Problem description:
Answer with a single number: the count of lines below that hold "rebased".

========================================

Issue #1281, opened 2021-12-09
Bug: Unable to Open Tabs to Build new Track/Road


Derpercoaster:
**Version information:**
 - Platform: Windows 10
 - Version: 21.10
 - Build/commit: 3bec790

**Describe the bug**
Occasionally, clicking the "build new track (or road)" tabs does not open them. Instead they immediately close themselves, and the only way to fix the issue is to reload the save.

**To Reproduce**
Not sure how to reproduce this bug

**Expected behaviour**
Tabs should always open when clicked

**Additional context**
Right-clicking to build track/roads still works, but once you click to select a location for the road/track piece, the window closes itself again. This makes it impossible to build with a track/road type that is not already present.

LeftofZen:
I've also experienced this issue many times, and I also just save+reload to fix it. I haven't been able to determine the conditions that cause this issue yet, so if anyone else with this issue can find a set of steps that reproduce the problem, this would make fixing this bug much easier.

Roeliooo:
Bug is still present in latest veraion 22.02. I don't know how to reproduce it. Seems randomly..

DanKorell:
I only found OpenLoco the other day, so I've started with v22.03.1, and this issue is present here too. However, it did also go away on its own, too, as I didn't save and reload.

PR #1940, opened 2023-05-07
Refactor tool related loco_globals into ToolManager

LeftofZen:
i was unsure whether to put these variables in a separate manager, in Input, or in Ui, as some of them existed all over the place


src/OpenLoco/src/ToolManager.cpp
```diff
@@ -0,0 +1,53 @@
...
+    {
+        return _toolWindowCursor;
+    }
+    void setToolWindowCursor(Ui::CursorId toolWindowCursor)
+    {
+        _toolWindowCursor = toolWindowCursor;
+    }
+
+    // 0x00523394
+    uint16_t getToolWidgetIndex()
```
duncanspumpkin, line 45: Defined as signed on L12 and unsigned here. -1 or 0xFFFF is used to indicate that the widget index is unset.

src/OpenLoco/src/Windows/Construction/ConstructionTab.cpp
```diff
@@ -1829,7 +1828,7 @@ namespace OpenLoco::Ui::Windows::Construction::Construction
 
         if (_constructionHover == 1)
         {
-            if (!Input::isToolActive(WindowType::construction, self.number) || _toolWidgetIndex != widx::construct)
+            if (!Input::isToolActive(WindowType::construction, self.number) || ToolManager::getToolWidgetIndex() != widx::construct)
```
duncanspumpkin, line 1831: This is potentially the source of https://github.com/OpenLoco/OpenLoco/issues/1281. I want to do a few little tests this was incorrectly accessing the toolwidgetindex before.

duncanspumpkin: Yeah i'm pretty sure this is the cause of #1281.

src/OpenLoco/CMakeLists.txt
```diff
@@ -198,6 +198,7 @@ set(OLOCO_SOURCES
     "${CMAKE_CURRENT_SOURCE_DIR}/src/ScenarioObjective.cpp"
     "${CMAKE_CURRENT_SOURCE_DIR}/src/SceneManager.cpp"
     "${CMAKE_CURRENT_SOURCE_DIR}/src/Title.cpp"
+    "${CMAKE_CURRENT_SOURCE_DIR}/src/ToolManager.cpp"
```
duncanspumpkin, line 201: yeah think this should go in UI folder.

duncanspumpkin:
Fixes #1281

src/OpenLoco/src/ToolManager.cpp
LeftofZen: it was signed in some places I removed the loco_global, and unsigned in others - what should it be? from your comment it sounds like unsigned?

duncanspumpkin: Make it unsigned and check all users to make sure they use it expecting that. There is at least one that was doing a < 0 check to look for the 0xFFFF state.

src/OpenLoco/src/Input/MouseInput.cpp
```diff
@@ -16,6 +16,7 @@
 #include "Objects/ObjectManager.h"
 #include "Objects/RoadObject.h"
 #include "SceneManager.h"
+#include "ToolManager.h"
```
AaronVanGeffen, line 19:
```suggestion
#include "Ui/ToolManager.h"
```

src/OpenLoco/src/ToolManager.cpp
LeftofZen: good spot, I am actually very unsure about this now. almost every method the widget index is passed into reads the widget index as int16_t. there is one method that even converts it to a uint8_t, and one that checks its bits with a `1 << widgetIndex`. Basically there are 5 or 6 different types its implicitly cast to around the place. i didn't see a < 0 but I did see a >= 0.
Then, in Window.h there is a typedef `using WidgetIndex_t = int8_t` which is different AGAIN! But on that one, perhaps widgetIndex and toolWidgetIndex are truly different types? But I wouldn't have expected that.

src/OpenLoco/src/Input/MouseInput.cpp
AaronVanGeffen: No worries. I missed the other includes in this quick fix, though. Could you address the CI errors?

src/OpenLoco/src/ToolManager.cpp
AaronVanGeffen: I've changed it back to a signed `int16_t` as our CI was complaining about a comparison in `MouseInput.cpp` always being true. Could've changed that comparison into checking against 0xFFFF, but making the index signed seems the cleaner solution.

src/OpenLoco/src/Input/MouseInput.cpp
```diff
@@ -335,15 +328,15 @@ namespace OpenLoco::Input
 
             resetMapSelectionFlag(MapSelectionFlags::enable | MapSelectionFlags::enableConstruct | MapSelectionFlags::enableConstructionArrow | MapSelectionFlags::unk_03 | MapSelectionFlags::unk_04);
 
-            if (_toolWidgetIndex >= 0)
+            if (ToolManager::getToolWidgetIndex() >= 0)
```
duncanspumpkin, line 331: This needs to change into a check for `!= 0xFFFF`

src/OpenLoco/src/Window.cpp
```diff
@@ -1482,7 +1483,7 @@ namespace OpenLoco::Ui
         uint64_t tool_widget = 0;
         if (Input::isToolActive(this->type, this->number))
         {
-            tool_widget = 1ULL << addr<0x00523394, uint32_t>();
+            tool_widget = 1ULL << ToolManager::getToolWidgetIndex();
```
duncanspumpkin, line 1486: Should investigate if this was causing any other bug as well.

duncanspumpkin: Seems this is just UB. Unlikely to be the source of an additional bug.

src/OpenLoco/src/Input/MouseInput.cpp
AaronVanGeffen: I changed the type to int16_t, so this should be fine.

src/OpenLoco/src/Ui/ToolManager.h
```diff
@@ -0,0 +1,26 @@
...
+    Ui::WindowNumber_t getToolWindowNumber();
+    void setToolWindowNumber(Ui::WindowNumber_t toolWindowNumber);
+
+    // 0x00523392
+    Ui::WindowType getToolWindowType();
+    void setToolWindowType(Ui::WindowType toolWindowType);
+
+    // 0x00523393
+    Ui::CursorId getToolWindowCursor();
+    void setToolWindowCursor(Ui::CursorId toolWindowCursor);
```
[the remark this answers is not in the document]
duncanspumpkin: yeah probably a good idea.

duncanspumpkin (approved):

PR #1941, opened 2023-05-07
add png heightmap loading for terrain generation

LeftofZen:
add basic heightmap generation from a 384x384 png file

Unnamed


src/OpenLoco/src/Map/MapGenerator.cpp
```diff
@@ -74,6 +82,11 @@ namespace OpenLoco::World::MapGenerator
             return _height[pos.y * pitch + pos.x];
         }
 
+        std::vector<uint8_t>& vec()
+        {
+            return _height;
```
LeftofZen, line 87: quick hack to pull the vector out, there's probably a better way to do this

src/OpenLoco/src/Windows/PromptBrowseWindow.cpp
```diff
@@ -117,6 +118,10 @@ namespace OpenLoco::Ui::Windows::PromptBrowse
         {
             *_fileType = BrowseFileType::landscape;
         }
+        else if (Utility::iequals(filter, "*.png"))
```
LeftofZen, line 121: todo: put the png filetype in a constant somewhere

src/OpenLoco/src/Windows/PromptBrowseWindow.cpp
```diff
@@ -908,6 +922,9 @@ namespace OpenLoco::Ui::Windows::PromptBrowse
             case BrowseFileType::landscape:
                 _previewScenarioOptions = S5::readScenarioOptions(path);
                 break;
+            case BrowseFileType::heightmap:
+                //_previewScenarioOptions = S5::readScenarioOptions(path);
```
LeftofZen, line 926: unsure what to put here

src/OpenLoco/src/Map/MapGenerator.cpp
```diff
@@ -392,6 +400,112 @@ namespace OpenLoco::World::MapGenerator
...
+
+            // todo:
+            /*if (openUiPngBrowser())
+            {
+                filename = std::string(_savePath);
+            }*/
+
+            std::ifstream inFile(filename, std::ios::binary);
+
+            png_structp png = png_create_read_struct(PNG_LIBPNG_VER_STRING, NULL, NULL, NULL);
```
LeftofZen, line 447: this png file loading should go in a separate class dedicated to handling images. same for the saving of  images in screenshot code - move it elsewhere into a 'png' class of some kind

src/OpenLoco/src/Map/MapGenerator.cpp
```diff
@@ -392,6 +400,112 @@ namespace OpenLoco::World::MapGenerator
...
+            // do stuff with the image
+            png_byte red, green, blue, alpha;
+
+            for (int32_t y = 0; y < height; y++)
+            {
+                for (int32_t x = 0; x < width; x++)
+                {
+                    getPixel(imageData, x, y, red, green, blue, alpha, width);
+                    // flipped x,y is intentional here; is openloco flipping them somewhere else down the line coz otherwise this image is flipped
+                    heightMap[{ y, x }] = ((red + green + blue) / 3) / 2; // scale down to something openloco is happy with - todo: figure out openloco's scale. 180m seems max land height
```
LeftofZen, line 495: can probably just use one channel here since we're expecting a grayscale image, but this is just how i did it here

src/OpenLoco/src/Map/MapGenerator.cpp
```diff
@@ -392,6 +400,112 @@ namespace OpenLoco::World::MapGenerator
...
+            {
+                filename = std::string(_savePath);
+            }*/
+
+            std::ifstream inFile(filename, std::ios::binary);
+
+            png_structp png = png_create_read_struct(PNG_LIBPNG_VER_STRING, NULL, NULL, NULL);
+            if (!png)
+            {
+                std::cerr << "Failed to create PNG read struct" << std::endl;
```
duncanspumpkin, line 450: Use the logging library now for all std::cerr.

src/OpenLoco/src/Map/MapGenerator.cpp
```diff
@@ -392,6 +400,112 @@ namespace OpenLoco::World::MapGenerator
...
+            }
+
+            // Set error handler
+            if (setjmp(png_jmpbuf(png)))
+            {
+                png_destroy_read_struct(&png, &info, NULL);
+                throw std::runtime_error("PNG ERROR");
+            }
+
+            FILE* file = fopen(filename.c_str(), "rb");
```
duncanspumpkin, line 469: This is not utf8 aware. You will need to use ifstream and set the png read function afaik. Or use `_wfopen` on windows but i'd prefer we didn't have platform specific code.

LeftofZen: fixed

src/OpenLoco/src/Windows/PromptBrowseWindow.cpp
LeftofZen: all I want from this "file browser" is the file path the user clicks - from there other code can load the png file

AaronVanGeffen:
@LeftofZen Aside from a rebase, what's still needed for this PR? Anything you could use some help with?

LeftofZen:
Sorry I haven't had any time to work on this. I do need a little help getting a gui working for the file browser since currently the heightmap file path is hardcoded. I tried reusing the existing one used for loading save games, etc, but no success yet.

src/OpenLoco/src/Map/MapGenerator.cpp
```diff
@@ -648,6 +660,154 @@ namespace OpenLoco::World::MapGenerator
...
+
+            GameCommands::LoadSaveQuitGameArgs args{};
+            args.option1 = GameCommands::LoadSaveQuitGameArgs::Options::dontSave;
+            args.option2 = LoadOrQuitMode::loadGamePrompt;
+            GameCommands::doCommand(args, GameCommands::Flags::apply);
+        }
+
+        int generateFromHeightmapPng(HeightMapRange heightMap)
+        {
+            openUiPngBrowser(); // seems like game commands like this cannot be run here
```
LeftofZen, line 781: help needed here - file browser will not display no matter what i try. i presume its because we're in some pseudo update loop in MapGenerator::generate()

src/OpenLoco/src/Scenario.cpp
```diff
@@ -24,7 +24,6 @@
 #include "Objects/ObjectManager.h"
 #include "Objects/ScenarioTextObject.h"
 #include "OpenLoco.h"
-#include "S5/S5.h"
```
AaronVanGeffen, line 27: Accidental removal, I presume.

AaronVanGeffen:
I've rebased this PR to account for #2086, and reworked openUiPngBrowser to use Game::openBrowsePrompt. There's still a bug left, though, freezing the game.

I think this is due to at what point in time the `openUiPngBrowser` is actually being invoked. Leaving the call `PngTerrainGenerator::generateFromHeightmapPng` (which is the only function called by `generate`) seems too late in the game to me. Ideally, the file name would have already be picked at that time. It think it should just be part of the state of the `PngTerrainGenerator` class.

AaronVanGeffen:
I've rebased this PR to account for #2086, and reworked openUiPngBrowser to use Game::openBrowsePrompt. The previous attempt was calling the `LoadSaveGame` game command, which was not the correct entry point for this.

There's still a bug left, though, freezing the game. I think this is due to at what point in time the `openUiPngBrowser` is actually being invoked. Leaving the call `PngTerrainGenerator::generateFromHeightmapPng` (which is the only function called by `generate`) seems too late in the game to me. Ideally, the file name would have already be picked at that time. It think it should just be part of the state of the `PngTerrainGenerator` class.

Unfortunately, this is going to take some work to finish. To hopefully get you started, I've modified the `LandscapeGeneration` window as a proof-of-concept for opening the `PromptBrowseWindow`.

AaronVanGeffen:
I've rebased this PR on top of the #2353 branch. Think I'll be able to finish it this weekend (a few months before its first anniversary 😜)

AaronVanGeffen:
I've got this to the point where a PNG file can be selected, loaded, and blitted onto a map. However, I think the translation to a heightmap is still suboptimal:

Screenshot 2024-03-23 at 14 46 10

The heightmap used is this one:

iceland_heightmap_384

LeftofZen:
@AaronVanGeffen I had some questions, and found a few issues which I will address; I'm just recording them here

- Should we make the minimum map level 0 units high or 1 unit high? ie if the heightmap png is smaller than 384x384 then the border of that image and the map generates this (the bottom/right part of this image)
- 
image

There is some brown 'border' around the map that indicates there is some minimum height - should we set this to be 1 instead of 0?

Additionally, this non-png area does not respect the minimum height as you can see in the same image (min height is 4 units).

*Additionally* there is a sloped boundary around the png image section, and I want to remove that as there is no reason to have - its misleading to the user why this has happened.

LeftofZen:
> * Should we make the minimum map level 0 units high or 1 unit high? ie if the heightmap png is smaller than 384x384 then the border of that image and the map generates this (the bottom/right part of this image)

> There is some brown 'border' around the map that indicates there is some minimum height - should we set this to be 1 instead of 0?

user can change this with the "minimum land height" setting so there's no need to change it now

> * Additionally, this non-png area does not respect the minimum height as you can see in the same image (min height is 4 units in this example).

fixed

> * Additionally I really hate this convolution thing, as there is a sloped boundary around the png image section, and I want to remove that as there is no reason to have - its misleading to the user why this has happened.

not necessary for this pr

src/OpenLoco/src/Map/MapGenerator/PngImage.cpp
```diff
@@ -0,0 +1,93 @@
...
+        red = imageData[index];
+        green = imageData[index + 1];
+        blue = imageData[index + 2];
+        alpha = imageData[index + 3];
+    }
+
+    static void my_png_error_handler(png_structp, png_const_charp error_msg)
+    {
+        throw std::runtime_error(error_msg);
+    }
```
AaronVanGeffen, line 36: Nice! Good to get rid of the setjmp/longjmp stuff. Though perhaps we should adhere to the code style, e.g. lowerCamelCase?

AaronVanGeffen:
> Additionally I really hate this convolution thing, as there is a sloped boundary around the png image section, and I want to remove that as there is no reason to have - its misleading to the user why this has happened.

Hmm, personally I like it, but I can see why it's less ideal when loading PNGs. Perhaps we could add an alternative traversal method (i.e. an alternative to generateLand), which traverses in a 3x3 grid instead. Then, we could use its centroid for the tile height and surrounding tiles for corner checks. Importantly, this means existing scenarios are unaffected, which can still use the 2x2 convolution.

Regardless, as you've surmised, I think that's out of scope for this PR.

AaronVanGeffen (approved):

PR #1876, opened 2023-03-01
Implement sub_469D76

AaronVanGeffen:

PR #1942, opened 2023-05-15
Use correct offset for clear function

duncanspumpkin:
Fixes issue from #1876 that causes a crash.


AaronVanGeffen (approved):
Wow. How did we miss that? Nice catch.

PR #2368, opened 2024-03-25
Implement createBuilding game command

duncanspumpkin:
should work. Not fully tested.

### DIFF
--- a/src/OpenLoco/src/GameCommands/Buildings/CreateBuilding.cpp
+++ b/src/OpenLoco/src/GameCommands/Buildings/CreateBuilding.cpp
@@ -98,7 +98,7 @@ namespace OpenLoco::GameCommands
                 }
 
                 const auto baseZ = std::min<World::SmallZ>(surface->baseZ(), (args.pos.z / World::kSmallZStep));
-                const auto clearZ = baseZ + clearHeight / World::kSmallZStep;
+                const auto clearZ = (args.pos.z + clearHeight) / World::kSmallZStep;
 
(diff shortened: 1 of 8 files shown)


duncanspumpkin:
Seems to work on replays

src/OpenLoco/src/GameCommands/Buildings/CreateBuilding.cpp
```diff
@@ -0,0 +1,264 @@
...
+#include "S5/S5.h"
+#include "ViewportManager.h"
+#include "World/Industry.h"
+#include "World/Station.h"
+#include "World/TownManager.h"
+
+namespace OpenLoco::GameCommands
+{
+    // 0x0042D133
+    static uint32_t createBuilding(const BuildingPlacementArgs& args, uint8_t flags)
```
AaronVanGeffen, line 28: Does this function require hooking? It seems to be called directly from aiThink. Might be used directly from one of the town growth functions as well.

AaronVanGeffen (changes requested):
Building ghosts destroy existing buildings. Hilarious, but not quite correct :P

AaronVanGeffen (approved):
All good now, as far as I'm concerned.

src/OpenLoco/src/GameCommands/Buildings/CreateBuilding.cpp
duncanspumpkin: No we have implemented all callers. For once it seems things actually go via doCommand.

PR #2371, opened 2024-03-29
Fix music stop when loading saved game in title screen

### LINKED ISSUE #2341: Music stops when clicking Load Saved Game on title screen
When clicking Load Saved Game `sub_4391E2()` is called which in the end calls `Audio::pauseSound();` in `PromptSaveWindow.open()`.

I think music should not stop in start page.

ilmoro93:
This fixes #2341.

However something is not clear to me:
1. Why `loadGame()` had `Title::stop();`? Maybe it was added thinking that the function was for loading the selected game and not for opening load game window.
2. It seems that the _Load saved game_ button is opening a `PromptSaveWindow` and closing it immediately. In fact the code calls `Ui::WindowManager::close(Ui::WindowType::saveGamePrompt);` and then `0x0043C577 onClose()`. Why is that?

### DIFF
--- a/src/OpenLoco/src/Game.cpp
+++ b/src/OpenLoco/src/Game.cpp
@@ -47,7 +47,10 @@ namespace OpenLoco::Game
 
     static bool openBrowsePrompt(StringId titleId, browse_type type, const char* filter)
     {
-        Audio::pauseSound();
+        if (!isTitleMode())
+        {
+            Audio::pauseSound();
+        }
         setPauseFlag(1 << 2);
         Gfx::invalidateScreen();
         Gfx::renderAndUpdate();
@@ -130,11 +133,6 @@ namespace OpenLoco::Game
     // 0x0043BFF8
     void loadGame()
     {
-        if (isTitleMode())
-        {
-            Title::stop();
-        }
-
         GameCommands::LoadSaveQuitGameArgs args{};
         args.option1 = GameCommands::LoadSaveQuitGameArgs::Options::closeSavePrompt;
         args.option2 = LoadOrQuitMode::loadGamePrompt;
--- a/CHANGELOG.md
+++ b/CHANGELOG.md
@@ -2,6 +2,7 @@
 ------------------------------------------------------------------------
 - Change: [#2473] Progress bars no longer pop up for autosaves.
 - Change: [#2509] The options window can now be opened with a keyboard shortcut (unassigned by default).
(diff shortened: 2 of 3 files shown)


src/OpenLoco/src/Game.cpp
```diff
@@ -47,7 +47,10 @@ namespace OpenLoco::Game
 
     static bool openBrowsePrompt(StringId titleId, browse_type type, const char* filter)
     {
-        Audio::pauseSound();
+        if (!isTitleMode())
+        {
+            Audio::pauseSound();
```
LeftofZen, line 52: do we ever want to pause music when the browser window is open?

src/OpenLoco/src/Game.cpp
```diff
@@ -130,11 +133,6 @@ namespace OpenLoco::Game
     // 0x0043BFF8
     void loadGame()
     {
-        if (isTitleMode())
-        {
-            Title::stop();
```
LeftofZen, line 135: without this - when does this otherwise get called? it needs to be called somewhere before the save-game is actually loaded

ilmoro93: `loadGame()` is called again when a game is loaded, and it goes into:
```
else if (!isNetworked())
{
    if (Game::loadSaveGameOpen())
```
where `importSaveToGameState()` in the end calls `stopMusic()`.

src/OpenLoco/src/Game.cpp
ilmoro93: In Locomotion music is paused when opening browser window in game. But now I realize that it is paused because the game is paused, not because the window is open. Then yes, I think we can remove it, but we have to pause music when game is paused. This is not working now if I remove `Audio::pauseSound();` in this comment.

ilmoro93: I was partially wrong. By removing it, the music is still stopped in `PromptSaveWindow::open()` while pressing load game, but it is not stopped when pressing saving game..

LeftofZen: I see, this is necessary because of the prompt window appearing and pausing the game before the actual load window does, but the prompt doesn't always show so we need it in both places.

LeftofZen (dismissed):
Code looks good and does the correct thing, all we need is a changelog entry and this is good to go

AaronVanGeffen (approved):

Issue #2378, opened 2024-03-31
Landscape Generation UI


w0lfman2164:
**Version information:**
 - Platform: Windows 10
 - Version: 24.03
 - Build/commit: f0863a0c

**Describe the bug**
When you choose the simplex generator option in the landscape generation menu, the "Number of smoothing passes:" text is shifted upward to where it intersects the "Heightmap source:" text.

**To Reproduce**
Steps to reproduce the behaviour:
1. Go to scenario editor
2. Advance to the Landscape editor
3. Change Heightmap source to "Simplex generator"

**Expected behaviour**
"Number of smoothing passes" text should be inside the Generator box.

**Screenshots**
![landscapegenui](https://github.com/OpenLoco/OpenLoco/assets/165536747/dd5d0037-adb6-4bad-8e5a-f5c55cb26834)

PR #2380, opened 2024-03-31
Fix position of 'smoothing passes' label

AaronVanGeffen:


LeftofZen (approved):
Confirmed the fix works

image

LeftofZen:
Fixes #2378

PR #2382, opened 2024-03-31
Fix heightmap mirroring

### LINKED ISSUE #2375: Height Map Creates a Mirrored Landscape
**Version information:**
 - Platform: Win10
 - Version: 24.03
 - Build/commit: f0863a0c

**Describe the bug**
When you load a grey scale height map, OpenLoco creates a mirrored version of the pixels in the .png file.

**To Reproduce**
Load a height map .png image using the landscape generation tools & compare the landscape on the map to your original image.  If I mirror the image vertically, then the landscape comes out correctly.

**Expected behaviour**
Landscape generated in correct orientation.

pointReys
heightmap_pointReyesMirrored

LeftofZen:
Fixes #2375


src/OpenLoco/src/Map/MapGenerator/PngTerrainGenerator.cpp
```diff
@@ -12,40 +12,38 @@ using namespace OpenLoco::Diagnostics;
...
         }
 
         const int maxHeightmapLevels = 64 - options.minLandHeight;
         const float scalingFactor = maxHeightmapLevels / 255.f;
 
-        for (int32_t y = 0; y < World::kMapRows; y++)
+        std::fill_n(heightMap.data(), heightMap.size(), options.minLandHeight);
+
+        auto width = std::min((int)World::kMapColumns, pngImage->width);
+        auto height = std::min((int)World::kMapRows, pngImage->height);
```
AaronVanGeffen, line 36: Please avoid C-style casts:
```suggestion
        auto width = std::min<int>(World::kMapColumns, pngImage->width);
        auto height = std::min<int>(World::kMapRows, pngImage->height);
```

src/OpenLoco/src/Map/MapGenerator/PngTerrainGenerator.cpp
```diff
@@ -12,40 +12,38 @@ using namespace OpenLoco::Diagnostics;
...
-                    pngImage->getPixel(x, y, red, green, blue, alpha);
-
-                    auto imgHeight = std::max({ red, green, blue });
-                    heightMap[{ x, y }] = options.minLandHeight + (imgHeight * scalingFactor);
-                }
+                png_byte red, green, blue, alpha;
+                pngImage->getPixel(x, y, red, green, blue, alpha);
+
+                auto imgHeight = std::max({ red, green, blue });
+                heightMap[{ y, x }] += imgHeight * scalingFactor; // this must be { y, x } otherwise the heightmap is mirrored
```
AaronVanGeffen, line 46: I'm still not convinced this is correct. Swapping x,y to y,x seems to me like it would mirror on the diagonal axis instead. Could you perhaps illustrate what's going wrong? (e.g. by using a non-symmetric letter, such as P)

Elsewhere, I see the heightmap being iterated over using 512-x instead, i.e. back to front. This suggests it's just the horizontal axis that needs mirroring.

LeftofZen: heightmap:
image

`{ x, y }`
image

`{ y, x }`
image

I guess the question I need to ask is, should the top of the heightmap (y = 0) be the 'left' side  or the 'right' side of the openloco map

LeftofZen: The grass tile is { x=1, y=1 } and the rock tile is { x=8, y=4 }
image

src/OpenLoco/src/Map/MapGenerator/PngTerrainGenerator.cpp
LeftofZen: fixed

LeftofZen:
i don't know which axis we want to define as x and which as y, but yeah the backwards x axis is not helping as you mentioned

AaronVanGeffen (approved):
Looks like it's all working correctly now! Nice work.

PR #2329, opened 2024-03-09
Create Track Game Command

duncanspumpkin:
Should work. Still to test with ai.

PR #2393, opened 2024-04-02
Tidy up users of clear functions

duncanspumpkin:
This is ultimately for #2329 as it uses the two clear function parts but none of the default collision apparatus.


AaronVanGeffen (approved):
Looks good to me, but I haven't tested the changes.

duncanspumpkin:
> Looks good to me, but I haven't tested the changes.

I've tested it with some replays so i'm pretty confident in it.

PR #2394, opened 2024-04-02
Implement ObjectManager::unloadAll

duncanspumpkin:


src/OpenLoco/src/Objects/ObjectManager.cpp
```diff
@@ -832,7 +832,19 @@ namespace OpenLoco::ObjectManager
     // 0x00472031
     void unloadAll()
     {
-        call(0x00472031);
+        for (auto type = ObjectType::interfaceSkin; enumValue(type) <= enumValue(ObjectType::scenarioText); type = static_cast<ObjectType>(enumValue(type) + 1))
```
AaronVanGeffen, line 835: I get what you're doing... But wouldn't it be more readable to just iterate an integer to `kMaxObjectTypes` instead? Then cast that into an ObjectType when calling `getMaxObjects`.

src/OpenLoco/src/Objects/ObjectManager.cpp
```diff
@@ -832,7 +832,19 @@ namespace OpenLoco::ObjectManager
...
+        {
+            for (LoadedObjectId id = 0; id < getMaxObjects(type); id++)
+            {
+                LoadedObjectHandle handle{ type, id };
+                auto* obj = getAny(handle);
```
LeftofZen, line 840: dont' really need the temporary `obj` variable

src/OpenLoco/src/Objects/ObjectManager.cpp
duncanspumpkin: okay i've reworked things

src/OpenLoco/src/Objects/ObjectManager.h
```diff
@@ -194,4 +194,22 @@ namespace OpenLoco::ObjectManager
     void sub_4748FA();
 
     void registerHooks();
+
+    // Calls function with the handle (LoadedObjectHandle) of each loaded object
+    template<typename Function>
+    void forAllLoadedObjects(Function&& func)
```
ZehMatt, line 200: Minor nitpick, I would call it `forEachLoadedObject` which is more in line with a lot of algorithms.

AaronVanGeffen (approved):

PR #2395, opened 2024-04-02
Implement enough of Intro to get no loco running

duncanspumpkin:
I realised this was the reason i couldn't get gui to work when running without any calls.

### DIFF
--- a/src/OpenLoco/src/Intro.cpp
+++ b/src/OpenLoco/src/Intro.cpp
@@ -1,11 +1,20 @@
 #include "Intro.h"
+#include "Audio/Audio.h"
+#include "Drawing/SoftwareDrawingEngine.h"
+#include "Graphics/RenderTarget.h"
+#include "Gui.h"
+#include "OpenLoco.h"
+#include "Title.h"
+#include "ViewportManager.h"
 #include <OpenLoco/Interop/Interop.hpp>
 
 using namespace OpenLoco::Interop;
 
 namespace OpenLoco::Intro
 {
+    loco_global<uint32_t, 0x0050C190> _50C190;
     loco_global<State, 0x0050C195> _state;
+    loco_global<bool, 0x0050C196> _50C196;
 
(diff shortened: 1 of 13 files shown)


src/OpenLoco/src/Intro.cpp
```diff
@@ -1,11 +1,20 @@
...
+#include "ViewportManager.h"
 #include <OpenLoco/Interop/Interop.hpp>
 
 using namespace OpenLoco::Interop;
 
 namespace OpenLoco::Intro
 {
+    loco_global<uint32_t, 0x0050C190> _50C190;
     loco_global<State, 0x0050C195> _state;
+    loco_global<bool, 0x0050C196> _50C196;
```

========================================

Solution:
3